Produktinformationsblatt – Versprochen ist versprochen!

Produktinformationsblatt – Versprochen ist versprochen!

Böse Zungen behaupten, die eigentliche Bedeutung von WWW steht für Warten, Warten, Warten.

50 MBit/s verspricht der DSL-Anbieter in der Werbung – grundsätzlich erstmal OK. Gefühlt ist es allerdings deutlich weniger. Alles ist irgendwie zäh. Speedtests bestätigen das Gefühl. Mal 20, mal 10, manchmal 45 MBit/s – oftmals abhängig von der Uhrzeit – irgendwas stimmt hier nicht!

Zur Sicherheit nochmals ein Blick in die Vertragsunterlagen und ins Kleingedruckte – schließlich hatte ich doch 50 MBit/s bestellt.

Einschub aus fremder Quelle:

PR #66, opened 2019-07-03
Add capability to attach additional security groups to ALB

amittag:
# Description

This change is to allow a list of security group IDs to be added to the load balancer. This will enable externally created security groups to be passed through to the ALB module.


robertomoutinho:
Can we get a code review here? I could use that feature.

antonbabenko:
[v2.2.0](https://github.com/terraform-aws-modules/terraform-aws-atlantis/releases/v2.2.0) has been just released with this feature.

Thanks @amittag!

PR #74, opened 2019-08-30
Allow specifying atlantis_url directly

heisian:
# Description

By default, this module will use the DNS name of the load balancer it creates.

This DNS name doesn't match the Route53 record created for atlantis, and thus will give an SSL error if you have created an ACM certificate for the Route53 record/zone.

This change allows one to override the `atlantis_url`.


bryantbiggs:
hello @heisian - would you mind merging master/rebasing to update your branch please, and change your PR title to something like `feat: allow specifying custom 'atlantis_url'`

heisian:
Hi @bryantbiggs - sorry, because the reply was almost a year later I no longer am working in the same space. Hopefully someone else can pick this up.

PR #75, opened 2019-10-18
Fix the atlantis_url variable name

berkil:
# Description

Please explain the changes you made here and link to any relevant issues.


berkil:
Opened it without realising it should be as its now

In den Unterlagen ist die Rede von “bis zu” und “maximal”. Ja, was denn nun? 50 MBit/s oder nicht? Ich sag mal so: Kommt drauf an.

 

Lieblingsvergleich “Auto”

Du möchtest ein Auto kaufen und sagen wir mal die Höchstgeschwindigkeit und der Verbrauch sind zwei wichtige Kriterien für Dich. Also schaust Du zunächst in den Prospekt des Herstellers.

Beliebiges Beispiel: VW Golf TDI SCR, Höchstgeschwindigkeit 230 km/h. Zusätzlicher Hinweis: “*12”:

Die Werte gelten nur für Fahrzeuge mit einem eingefahrenen Motor und optimalen Fahrbahn- und Witterungsbedingungen.

Übertragen auf unseren VDSL50-Anschluss: OK, der Router muss korrekt konfiguriert und die Verkabelung zu Hause muss einwandfrei sein.
Haken dran, das ist machbar.

Allerdings ist es beim VDSL-Anschluss eher wie bei der Angabe zum Kraftstoffverbrauch.
Immer noch unser Beispielfahrzeug: VW Golf TDI SCR. Zusätzlicher Hinweis: “*13” (kleiner Auszug):

Die angegebenen Verbrauchs- und Emissionswerte wurden nach den gesetzlich vorgeschriebenen Messverfahren ermittelt. […]. Sie dienen allein Vergleichszwecken zwischen den verschiedenen Fahrzeugtypen. Zusatzausstattungen und Zubehör (Anbauteile, Reifenformat usw.) können relevante Fahrzeugparameter, wie z. B. Gewicht, Rollwiderstand und Aerodynamik verändern und neben Witterungs- und Verkehrsbedingungen sowie dem individuellen Fahrverhalten den Kraftstoffverbrauch, den Stromverbrauch, die CO₂-Emissionen und die Fahrleistungswerte eines Fahrzeugs beeinflussen.

Die weite Auslegung des alten NEFZ Regelwerkes für Kraftstoffverbräuche brachte die Kfz-Hersteller auf folgende Ideen, um den Verbrauch auf dem Prüfstand möglichst gering zu halten (Wikipedia)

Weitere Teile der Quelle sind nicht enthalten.